Your answer must be a single number: how many lines of the data include "replicable".

Stored data

------

PR #5864, opened 2021-03-19
winssh-pageant: Add version 1.2

ndbeals:
https://github.com/ndbeals/winssh-pageant

### DIFF
--- a/bucket/winssh-pageant.json
+++ b/bucket/winssh-pageant.json
@@ -13,13 +13,11 @@
             "hash": "0591f0c4475dba8fbfacc7ffe5fcb77ac384008d884976b386b4f25fa894e3a8"
         }
     },
-    "extract_dir": "",
     "bin": "winssh-pageant.exe",
-    "shortcuts": [
-        [
-            "winssh-pageant.exe",
-            "..\\Startup\\winssh-pageant"
-        ]
+    "notes": [
+        "This application is meant to run in the background upon system startup. Do that by running the following commands:",
+        "$Shortcut = (New-Object -comObject WScript.Shell).CreateShortcut($env:APPDATA+'\\Microsoft\\Windows\\Start Menu\\Programs\\Startup\\winssh-pageant.lnk')","$Shortcut.TargetPath = '$dir\\winssh-pageant.exe'",
+        "$Shortcut.Save()"
     ],
     "checkver": "github",
     "autoupdate": {
--- a/bucket/winssh-pageant.json
+++ b/bucket/winssh-pageant.json
@@ -3,6 +3,11 @@
     "description": "Pageant to Windows OpenSSH agent bridge",
     "homepage": "https://github.com/ndbeals/winssh-pageant",
     "license": "BSD-3-Clause",
+    "notes": [
+        "This application is meant to run in the background upon system startup. Do that by running the following commands:",
+        "$Shortcut = (New-Object -comObject WScript.Shell).CreateShortcut($env:APPDATA+'\\Microsoft\\Windows\\Start Menu\\Programs\\Startup\\winssh-pageant.lnk')","$Shortcut.TargetPath = '$dir\\winssh-pageant.exe'",
+        "$Shortcut.Save()"
+    ],
     "architecture": {
         "64bit": {
             "url": "https://github.com/ndbeals/winssh-pageant/releases/download/v1.2/winssh-pageant-v1.2_amd64.zip",
@@ -14,11 +19,6 @@
         }
     },
     "bin": "winssh-pageant.exe",
-    "notes": [
-        "This application is meant to run in the background upon system startup. Do that by running the following commands:",
-        "$Shortcut = (New-Object -comObject WScript.Shell).CreateShortcut($env:APPDATA+'\\Microsoft\\Windows\\Start Menu\\Programs\\Startup\\winssh-pageant.lnk')","$Shortcut.TargetPath = '$dir\\winssh-pageant.exe'",
-        "$Shortcut.Save()"
-    ],
     "checkver": "github",
     "autoupdate": {
         "architecture": {
@@ -32,7 +32,7 @@
             "32bit": {
                 "url": "https://github.com/ndbeals/winssh-pageant/releases/download/v$version/winssh-pageant-v$version_386.zip",
                 "hash": {
-                    "url": "https://github.com/ndbeals/winssh-pageant/releases/tag/v$version/",
+                    "url": "https://github.com/ndbeals/winssh-pageant/releases/tag/v$version",
                     "regex": "386:$sha256"
                 }
             }
--- a/bucket/winssh-pageant.json
+++ b/bucket/winssh-pageant.json
@@ -3,7 +3,7 @@
     "description": "Pageant to Windows OpenSSH agent bridge",
     "homepage": "https://github.com/ndbeals/winssh-pageant",
     "license": "BSD-3-Clause",
-    "notes": "This application is meant to run in the background upon system startup. If you want to fully use it, copy shortcut into Start Menu Startup folder",
+    "notes": "This application is meant to run in the background upon system startup. If you want to use it, copy shortcut into Start Menu Startup folder",
     "architecture": {
         "64bit": {
             "url": "https://github.com/ndbeals/winssh-pageant/releases/download/v1.2/winssh-pageant-v1.2_amd64.zip",
--- a/bucket/winssh-pageant.json
+++ b/bucket/winssh-pageant.json
@@ -1,0 +1,43 @@
+{
+    "version": "1.2",
+    "description": "Pageant to Windows OpenSSH agent bridge",
+    "homepage": "https://github.com/ndbeals/winssh-pageant",
+    "license": "BSD-3-Clause",
+    "architecture": {
+        "64bit": {
+            "url": "https://github.com/ndbeals/winssh-pageant/releases/download/v1.2/winssh-pageant-v1.2_amd64.zip",
+            "hash": "a9bef9d134e872e60fd1d0950ce29f73b98af4802c9e93987a4ecafe8debf814"
+        },
+        "32bit": {
+            "url": "https://github.com/ndbeals/winssh-pageant/releases/download/v1.2/winssh-pageant-v1.2_386.zip",
+            "hash": "0591f0c4475dba8fbfacc7ffe5fcb77ac384008d884976b386b4f25fa894e3a8"
+        }
+    },
+    "extract_dir": "",
+    "bin": "winssh-pageant.exe",
+    "shortcuts": [
+        [
+            "winssh-pageant.exe",
+            "..\\Startup\\winssh-pageant"
+        ]
+    ],
+    "checkver": "github",
+    "autoupdate": {
+        "architecture": {
+            "64bit": {
+                "url": "https://github.com/ndbeals/winssh-pageant/releases/download/v$version/winssh-pageant-v$version_amd64.zip",
+                "hash": {
+                    "url": "https://github.com/ndbeals/winssh-pageant/releases/tag/v$version/",
+                    "regex": "amd64:$sha256"
+                }
+            },
+            "32bit": {
+                "url": "https://github.com/ndbeals/winssh-pageant/releases/download/v$version/winssh-pageant-v$version_386.zip",
+                "hash": {
+                    "url": "https://github.com/ndbeals/winssh-pageant/releases/tag/v$version/",
+                    "regex": "386:$sha256"
+                }
+            }
+        }
+    }
+}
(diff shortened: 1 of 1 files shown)


bucket/winssh-pageant.json
```diff
@@ -0,0 +1,43 @@
...
+            "url": "https://github.com/ndbeals/winssh-pageant/releases/download/v1.2/winssh-pageant-v1.2_386.zip",
+            "hash": "0591f0c4475dba8fbfacc7ffe5fcb77ac384008d884976b386b4f25fa894e3a8"
+        }
+    },
+    "extract_dir": "",
+    "bin": "winssh-pageant.exe",
+    "shortcuts": [
+        [
+            "winssh-pageant.exe",
+            "..\\Startup\\winssh-pageant"
```
Ash258, line 21: Does not make sense.

Manipulating with startup items (or any system configuraion) is awesome example of practice what scoop users are trying to avoid.

Remove whole shortcut property

bucket/winssh-pageant.json
```diff
@@ -0,0 +1,43 @@
...
+        "64bit": {
+            "url": "https://github.com/ndbeals/winssh-pageant/releases/download/v1.2/winssh-pageant-v1.2_amd64.zip",
+            "hash": "a9bef9d134e872e60fd1d0950ce29f73b98af4802c9e93987a4ecafe8debf814"
+        },
+        "32bit": {
+            "url": "https://github.com/ndbeals/winssh-pageant/releases/download/v1.2/winssh-pageant-v1.2_386.zip",
+            "hash": "0591f0c4475dba8fbfacc7ffe5fcb77ac384008d884976b386b4f25fa894e3a8"
+        }
+    },
+    "extract_dir": "",
```
Ash258, line 16:
```suggestion
```

bucket/winssh-pageant.json
```diff
@@ -0,0 +1,43 @@
...
+                "hash": {
+                    "url": "https://github.com/ndbeals/winssh-pageant/releases/tag/v$version/",
+                    "regex": "amd64:$sha256"
+                }
+            },
+            "32bit": {
+                "url": "https://github.com/ndbeals/winssh-pageant/releases/download/v$version/winssh-pageant-v$version_386.zip",
+                "hash": {
+                    "url": "https://github.com/ndbeals/winssh-pageant/releases/tag/v$version/",
+                    "regex": "386:$sha256"
```
Ash258, line 38: Use parsing of the table rather than some text, which will be most likely removed in future

Ash258 (changes requested):

bucket/winssh-pageant.json
ndbeals: I will do this.

But this is not a tool you run when you need it (like youtube-dl or wireshark). It is a background program that's meant to run alongside the ssh-agent, very similar to [ssh-agent-wsl](https://github.com/lukesampson/scoop-extras/blob/master/bucket/ssh-agent-wsl.json). There's no direct .bashrc equivalent for outside wsl, should I use a similar `post_install` script to tell the user to create a shortcut into the appropriate startup folder?

Ash258: Use notes

bucket/winssh-pageant.json
ndbeals: Do you refer to the table of hashes on the release description?

If so, that table are hashes of the executable themselves, because the go binary is reproducible, so users may check it themselves. 

I can add another table of the zip file hashes to the release description, but wouldn't it be using regex to match it anyways? I guess I'm confused what you mean by parse the table?

bucket/winssh-pageant.json
ndbeals: Done, thanks for the direction :)

bucket/winssh-pageant.json
ndbeals: I'm retrieving the hash with regex just like [anaconda3](https://github.com/lukesampson/scoop-extras/blob/master/bucket/anaconda3.json) and [accesser](https://github.com/lukesampson/scoop-extras/blob/master/bucket/accesser.json) are. I can remove the hash checking if you'd like.

ndbeals (commented):
Changes implemented in different commit.

bucket/winssh-pageant.json
```diff
@@ -0,0 +1,41 @@
...
+        "32bit": {
+            "url": "https://github.com/ndbeals/winssh-pageant/releases/download/v1.2/winssh-pageant-v1.2_386.zip",
+            "hash": "0591f0c4475dba8fbfacc7ffe5fcb77ac384008d884976b386b4f25fa894e3a8"
+        }
+    },
+    "bin": "winssh-pageant.exe",
+    "notes": [
+        "This application is meant to run in the background upon system startup. Do that by running the following commands:",
+        "$Shortcut = (New-Object -comObject WScript.Shell).CreateShortcut($env:APPDATA+'\\Microsoft\\Windows\\Start Menu\\Programs\\Startup\\winssh-pageant.lnk')","$Shortcut.TargetPath = '$dir\\winssh-pageant.exe'",
+        "$Shortcut.Save()"
```
Ash258, line 20: Use only verbal instructions to copy the shortcut file. This command will never be executed by sanity people.

bucket/winssh-pageant.json
```diff
@@ -0,0 +1,41 @@
...
+            "url": "https://github.com/ndbeals/winssh-pageant/releases/download/v1.2/winssh-pageant-v1.2_amd64.zip",
+            "hash": "a9bef9d134e872e60fd1d0950ce29f73b98af4802c9e93987a4ecafe8debf814"
+        },
+        "32bit": {
+            "url": "https://github.com/ndbeals/winssh-pageant/releases/download/v1.2/winssh-pageant-v1.2_386.zip",
+            "hash": "0591f0c4475dba8fbfacc7ffe5fcb77ac384008d884976b386b4f25fa894e3a8"
+        }
+    },
+    "bin": "winssh-pageant.exe",
+    "notes": [
```
Ash258, line 17: Notes are essential information for users. Does not make sense to hide them in manifest.

Put it above architecture property

bucket/winssh-pageant.json
```diff
@@ -0,0 +1,41 @@
...
+                "url": "https://github.com/ndbeals/winssh-pageant/releases/download/v$version/winssh-pageant-v$version_amd64.zip",
+                "hash": {
+                    "url": "https://github.com/ndbeals/winssh-pageant/releases/tag/v$version/",
+                    "regex": "amd64:$sha256"
+                }
+            },
+            "32bit": {
+                "url": "https://github.com/ndbeals/winssh-pageant/releases/download/v$version/winssh-pageant-v$version_386.zip",
+                "hash": {
+                    "url": "https://github.com/ndbeals/winssh-pageant/releases/tag/v$version/",
```
Ash258, line 35:
```
                    "url": "https://github.com/ndbeals/winssh-pageant/releases/tag/v$version",
```

bucket/winssh-pageant.json
```diff
@@ -0,0 +1,41 @@
...
+        "$Shortcut = (New-Object -comObject WScript.Shell).CreateShortcut($env:APPDATA+'\\Microsoft\\Windows\\Start Menu\\Programs\\Startup\\winssh-pageant.lnk')","$Shortcut.TargetPath = '$dir\\winssh-pageant.exe'",
+        "$Shortcut.Save()"
+    ],
+    "checkver": "github",
+    "autoupdate": {
+        "architecture": {
+            "64bit": {
+                "url": "https://github.com/ndbeals/winssh-pageant/releases/download/v$version/winssh-pageant-v$version_amd64.zip",
+                "hash": {
+                    "url": "https://github.com/ndbeals/winssh-pageant/releases/tag/v$version/",
```
Ash258, line 28:
```suggestion
                    "url": "https://github.com/ndbeals/winssh-pageant/releases/tag/v$version",
```

Ash258 (changes requested):

bucket/winssh-pageant.json
ndbeals: I'm doing the exact same thing https://github.com/lukesampson/scoop-extras/blob/master/bucket/ssh-agent-wsl.json is doing, echoing a command that users can run (or add to an autoran script, same thing). Why is that utility allowed to do it?

bucket/winssh-pageant.json
ndbeals: I'm doing the exact same thing https://github.com/lukesampson/scoop-extras/blob/master/bucket/ssh-agent-wsl.json is doing, echoing a command that users can run (or add to an autoran script, same thing). Why is that utility allowed to do it?

Ash258: it is different to run simple command with 2 parameters instead of some advanced powershell specific command. Lots of users are using cmd wrapper to run scoop.

Add notes about manually copying the shortcut file.

ndbeals: Lots of other manifests (filezilla_server, grepwin, eagleget_portable, smarttaskbar) have notes telling users to run scripts in `$dir` (sometimes even as administrator). What I'm doing by outputting a 3 line command is no different. I'd say it's even more transparent than running a file.

ndbeals: I'll just include a .ps1 script that does it then, just like filezilla_server is doing.

Ash258: It is different...

There is huge different between powershell and cmd. You cannot suggest running powershell commands to cmd users.

ndbeals: But it's fine, I'll add notes about manual shortcuts.

bucket/winssh-pageant.json
```diff
@@ -0,0 +1,42 @@
...
+    "version": "1.2",
+    "description": "Pageant to Windows OpenSSH agent bridge",
+    "homepage": "https://github.com/ndbeals/winssh-pageant",
+    "license": "BSD-3-Clause",
+    "notes": [
+        "This application is meant to run in the background upon system startup. Add a shortcut to %APPDATA%\\Microsoft\\Windows\\Start Menu\\Startup that points to $dir\\winssh-pageant.exe",
+        "Alternatively, you can run the following snippet in powershell:",
+        "$Shortcut = (New-Object -comObject WScript.Shell).CreateShortcut($env:APPDATA+'\\Microsoft\\Windows\\Start Menu\\Programs\\Startup\\winssh-pageant.lnk')","$Shortcut.TargetPath = '$dir\\winssh-pageant.exe'",
+        "$Shortcut.Save()"
+    ],
```
Ash258, line 11: It is not good idea to use %appdata% as it is cmd only and it ignores global installation options

```suggestion
    "notes": "This application is meant to run in the background upon system startup. If you want to fully use it, copy shortcut into Start Menu Startup folder",
```

Ash258 (changes requested):

bucket/winssh-pageant.json
ndbeals: > it ignores global installation options

That is the intention. This is a tool that works with the users ssh-agent. Adding this as a startup item to other users that may not even use an ssh-agent is wrong.

Ash258: Theses intentions are nowhere mentioned. It is not handled. Noone will know this.

ndbeals: Anyone using an ssh-agent (for which this tool only works for) will know this by default. That is how ssh-agent works. The intent of this tool, to be a bridge to the windows ssh agent is in the description. I have updated the notes anyways.

bucket/winssh-pageant.json
shawnz: I don't think that's true that there is a huge difference (PowerShell has shipped with the OS for over a decade now).

But still, what about advising the user to use schtasks.exe instead to set the logon action?

ndbeals:
Got my answer.

ndbeals:
Why would you waste a week of both our time to review a manifest you never were going to accept in the first place???

ndbeals:
I would have really appreciated being told to not waste my time a week ago when I opened this PR, instead of the frustrating and ridiculous back-and-forth you put me through.

bucket/winssh-pageant.json
ndbeals: > I don't think that's true that there is a huge difference (PowerShell has shipped with the OS for over a decade now).

Not to mention the fact that the _official install instructions for scoop itself_ has the user downloading and executing a powershell script straight from the internet. (A La `curl <url> | sh` infamy). I realized I must have got Ash258 on a bad day or something, because half of the things he didn't want in this manifest exist in numerous other manifests in this bucket.


> But still, what about advising the user to use schtasks.exe instead to set the logon action?

Ultimately I don't really care how scoop tells users to auto-start this tool, that could do just fine.

I'm not going to spend any more time on this, the inconsistent standards in this repo has seen to that. If you want to use scoop to install this, you can find a manifest here: https://gist.github.com/ndbeals/08fd5f1eed011bce2e7bba06da0e5314

Issue #5877, opened 2021-03-20
idea-ultimate@2020.3.3: hash check failed


Weidows:
❯ scoop update idea-ultimate
idea-ultimate: 2020.3.2 -> 2020.3.3
Updating one outdated app:
Updating 'idea-ultimate' (2020.3.2 -> 2020.3.3)
Downloading new version
Loading ideaIU-2020.3.3.win.zip from cache
Checking hash of ideaIU-2020.3.3.win.zip ... ERROR Hash check failed!        
App:         extras/idea-ultimate
URL:         https://download.jetbrains.com/idea/ideaIU-2020.3.3.win.zip     
First bytes: 50 4B 03 04 0A 00 00 08
Expected:    419196bea9995c0577192e72aca1b62669bcd0d55dbfc93ee67928225a4be8a4
Actual:      6f3a7dcb6aa4c1d3f9dc99883aa3b7dbc0a19d5a46d3c0965dc989e2f6c905aa

PR #5914, opened 2021-03-27
idea-ultimate@2020.3.3 Hash fix

Weidows:
Five issues were mistakenly checked and closed before.

- #5895 
- #5891 
- #5882 
- #5877 
- #5876


Ash258:
The hash is correct. It is china only problem

PR #5917, opened 2021-03-28
Add manifest for discord-delete

cedws:


bucket/discord-delete.json
```diff
@@ -0,0 +1,21 @@
+{
+    "version": "1.3.1",
+    "description": "Tool to delete Discord message history",
+    "homepage": "https://github.com/adversarialtools/discord-delete",
+    "license": "GPL-3.0-or-later",
```
Ash258, line 5: Github licenses are not explicitly `-or-later`. Use `-only`

bucket/discord-delete.json
```diff
@@ -0,0 +1,21 @@
+{
+    "version": "1.3.1",
+    "description": "Tool to delete Discord message history",
```
Ash258, line 3: > Be warned that using this tool could result in the termination of your account,

I do not like expose this tool to scoop users.

Ash258 (changes requested):

bucket/discord-delete.json
cedws: No comment. It's just how the tool works. I see no reason why this should be excluded from the bucket.

Ash258: /unsubscribe

Allowing users to install the tool, which will terminate their accounts without prior notice is dangerous and does not make sense.

I will not be the one who will merge this and be responsible for this.

cedws: That's not what it says. It says that it *could* result in termination, and to date, this has never happened to a user of the tool.
It's a disclaimer to warn that it is not risk-free.

cedws:
@Ash258 Could you kindly label this for review from another maintainer? If not, this should be closed.

PR #5919, opened 2021-03-28
qbittorrent-portable: Update to version 4.3.4.1

littleli:
- manual update
- version 4.3.4.1 is not enlisted so checkver cannot find it


littleli:
Why is this closed? It seems to be a fix for the previous release.

qbittorrent

littleli:
> Why is this closed? It seems to be a fix for the previous release.
> 
> qbittorrent

I see your reply in the other thread. Please ignore my comment.

PR #5920, opened 2021-03-28
qbittorrent: Update to version 4.3.4.1

littleli:
- manual update
- version 4.3.4.1 is not enlisted so checkver cannot find it


Ash258:
This version was taken down two times, it officially do not exists, so there is no reason to update to it. Not talking about the Windows defender is blocking this version.
It will not be updated until it is officially communicated.

image

littleli:
Thanks. Got it! This is just annoying, because app wants to intstall the update :-(

Issue #5270, opened 2020-12-08
[Request] Add OpenToonz


AbedSHP:
**Software for the production of 2D animation.**
Based on the software "Toonz", developed by Digital Video S.p.A. in Italy, OpenToonz has been customized by Studio Ghibli, and used for the creation of its works for many years. Dwango has launched the OpenToonz project in cooperation with Digital Video and Studio Ghibli

https://opentoonz.github.io/e/
https://opentoonz.github.io/e/download/opentoonz.html

flavio20002:
Hi, I've tried to add it, but it's very difficult. The installer creates regex and a lot of directories in the filesystem. I will work on it in the next days

AbedSHP:
hi, why?
OpenToonzSetup.exe /?
OpenToonzSetup.exe /VERYSILENT /DIR="Simple"

PR #5930, opened 2021-03-29
Add Opentoonz 1.4.0

flavio20002:
#5270 OpenToonz is a 2D animation software published by DWANGO

### DIFF
--- a/bucket/opentoonz.json
+++ b/bucket/opentoonz.json
@@ -1,0 +1,30 @@
+{
+    "version": "1.4.0",
+    "description": "OpenToonz is a 2D animation software published by DWANGO",
+    "homepage": "https://opentoonz.github.io",
+    "license": "BSD-3-Clause",
+    "url": "https://github.com/opentoonz/opentoonz/releases/download/v1.4.0/OpenToonzSetup.exe",
+    "hash": "8b87dc4ac37a1f4acb5f4523a5db2309d2447f317cc03cd71c4c2a77e4f9cd4f",
+    "pre_install": "Write-Host 'Installing OpenToonz. This can take up to 5 minutes on an HDD.' -ForegroundColor Magenta",
+    "installer": {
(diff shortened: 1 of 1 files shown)


bucket/opentoonz.json
```diff
@@ -0,0 +1,30 @@
...
+    "url": "https://github.com/opentoonz/opentoonz/releases/download/v1.4.0/OpenToonzSetup.exe",
+    "hash": "8b87dc4ac37a1f4acb5f4523a5db2309d2447f317cc03cd71c4c2a77e4f9cd4f",
+    "pre_install": "Write-Host 'Installing OpenToonz. This can take up to 5 minutes on an HDD.' -ForegroundColor Magenta",
+    "installer": {
+        "script": "Invoke-Expression \"$dir\\$fname /DIR=$dir /SP- /VERYSILENT /NOICONS | Out-Null \" "
+    },
+    "uninstaller": {
+        "file": "unins000.exe",
+        "args": "/VERYSILENT"
+    },
```
Ash258, line 15: Use innosetup

Ash258 (changes requested):

flavio20002:
@Ash258 I've tried with innosetup and is not working. The installer creates a regex and a folder in "c:/Opentoonz Stuff" that is not replicable with innosetup.

bucket/opentoonz.json
flavio20002: I've tried with innosetup and is not working. The installer creates a regex entry and a folder in "c:/OpentoonzStuff" that is not replicable with innosetup. I will try more

Ash258: > regex entry

Does not make sense.

Then it is clear that this is not suitable for any of official buckets. If this "application" create some garbage folder named `OpentoonzStuff` on C drive it will not be accepted.

PR #5971, opened 2021-04-03
shadowsocks: Update to version 4.4.0.185

davidxuang:
Fix build number syntax in archive name

### DIFF
--- a/bucket/shadowsocks.json
+++ b/bucket/shadowsocks.json
@@ -1,10 +1,10 @@
 {
-    "version": "4.3.0.0",
+    "version": "4.4.0.0",
     "description": "A secure socks5 proxy, designed to protect your Internet traffic.",
     "homepage": "https://github.com/shadowsocks/shadowsocks-windows",
     "license": "GPL-3.0-only",
-    "url": "https://github.com/shadowsocks/shadowsocks-windows/releases/download/4.3.0.0/Shadowsocks-4.3.0.0.zip",
-    "hash": "sha512:0154a548cd317252e7ff350ce2e0bb8bd85b25163b86ffb70cb605b211074438de514a804d18a550225e066c6ea93702a81e457feddd8f2fe8b5ca33e53c37db",
+    "url": "https://github.com/shadowsocks/shadowsocks-windows/releases/download/4.4.0.0/Shadowsocks-4.4.0.185.zip",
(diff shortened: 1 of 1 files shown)


bucket/shadowsocks.json
```diff
@@ -27,12 +27,15 @@
         "pac.txt",
         "user-rule.txt"
     ],
-    "checkver": "github",
+    "checkver": {
+        "url": "https://api.github.com/repos/shadowsocks/shadowsocks-windows/releases/latest",
+        "regex": "(?s)\"tag_name\":\"([\\d.]+)\".+Shadowsocks-(?<main>[\\d.]+)\\.(?<build>\\d+).zip"
```
Ash258, line 32:
```suggestion
        "github": "https://github.com/shadowsocks/shadowsocks-windows",
        "regex": "Shadowsocks-([\\d.]+)\\.zip"
```

bucket/shadowsocks.json
```diff
@@ -27,12 +27,15 @@
...
+    },
     "autoupdate": {
-        "url": "https://github.com/shadowsocks/shadowsocks-windows/releases/download/$version/Shadowsocks-$version.zip",
+        "url": "https://github.com/shadowsocks/shadowsocks-windows/releases/download/$version/Shadowsocks-$matchMain.$matchBuild.zip",
```
Ash258, line 35:
```suggestion
        "url": "https://github.com/shadowsocks/shadowsocks-windows/releases/download/$matchHead.0/Shadowsocks-$version.zip",
```

Ash258 (changes requested):

bucket/shadowsocks.json
davidxuang: Well, after checking the tag list, I don't think that we can assume that the last number is always 0.

Ash258: I can. It is broken since version 4.3.0.0. After that there were no different naming.

bucket/shadowsocks.json
```diff
@@ -1,10 +1,10 @@
 {
-    "version": "4.3.0.0",
+    "version": "4.4.0.0",
```
davidxuang, line 2:
```suggestion
    "version": "4.4.0.185",
```

Issue #5479, opened 2021-01-10
ungoogled-chromium crashes on everypage


hronro:
ungoogled-chromium version: 87.0.4280.67-1

https://user-images.githubusercontent.com/15059605/103122329-b6394500-46ba-11eb-8ef2-7edc41a102e6.mp4

foisonocean:
Hi @Ash258, I just notice you have upgraded `ungoogled-chromium` in 86fe373ec84c4b0197925ab9a34707e3b8319689.

Does ungoogled-chromium works for your? I install `87.0.4280.67-1` and `87.0.4280.141-1` via scoop, neither of them works.

Downloading zip from https://github.com/tangalbert919/ungoogled-chromium-binaries/releases directly works for me thought.

pdeak:
Yea, this still doesn't work for me either, crash on every page.

1hiking:
Can report this also happens to me :/

ikenichiro:
To comment what I know, executing from the "current" directory will crash upon startup.
However, executing within the latest version number directory (e.g. directory "89.0.4389.90-1") will have no problem.
I think it has something to do with the sandbox feature, since you can execute the chrome.exe by using "--no-sanbox" argument within the "current" directory.

Unfortunately I do not have a solution to fix this issue, but I hope this information (and a workaround?) will help people solve this issue.

PR #5975, opened 2021-04-05
Ungoogled-chromium-portable: Update to version 89.0.4389.114

ikenichiro:
Autoupdate has been also modified and updated.
This app is basically the portable version for ungoogled-chromium, so it will temporary provide an alternative workaround for #5479.

### DIFF
--- a/bucket/ungoogled-chromium-portable.json
+++ b/bucket/ungoogled-chromium-portable.json
@@ -1,19 +1,19 @@
 {
     "##": "Check chromium.woolyss.com for different versions of Chromium releases.",
-    "version": "85.0.4183.83",
+    "version": "89.0.4389.114",
     "description": "Browser aiming for safer, faster, and more stable way for all users to experience the web.",
     "homepage": "https://www.chromium.org",
     "license": "BSD-3-Clause",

------

Problem solution: 2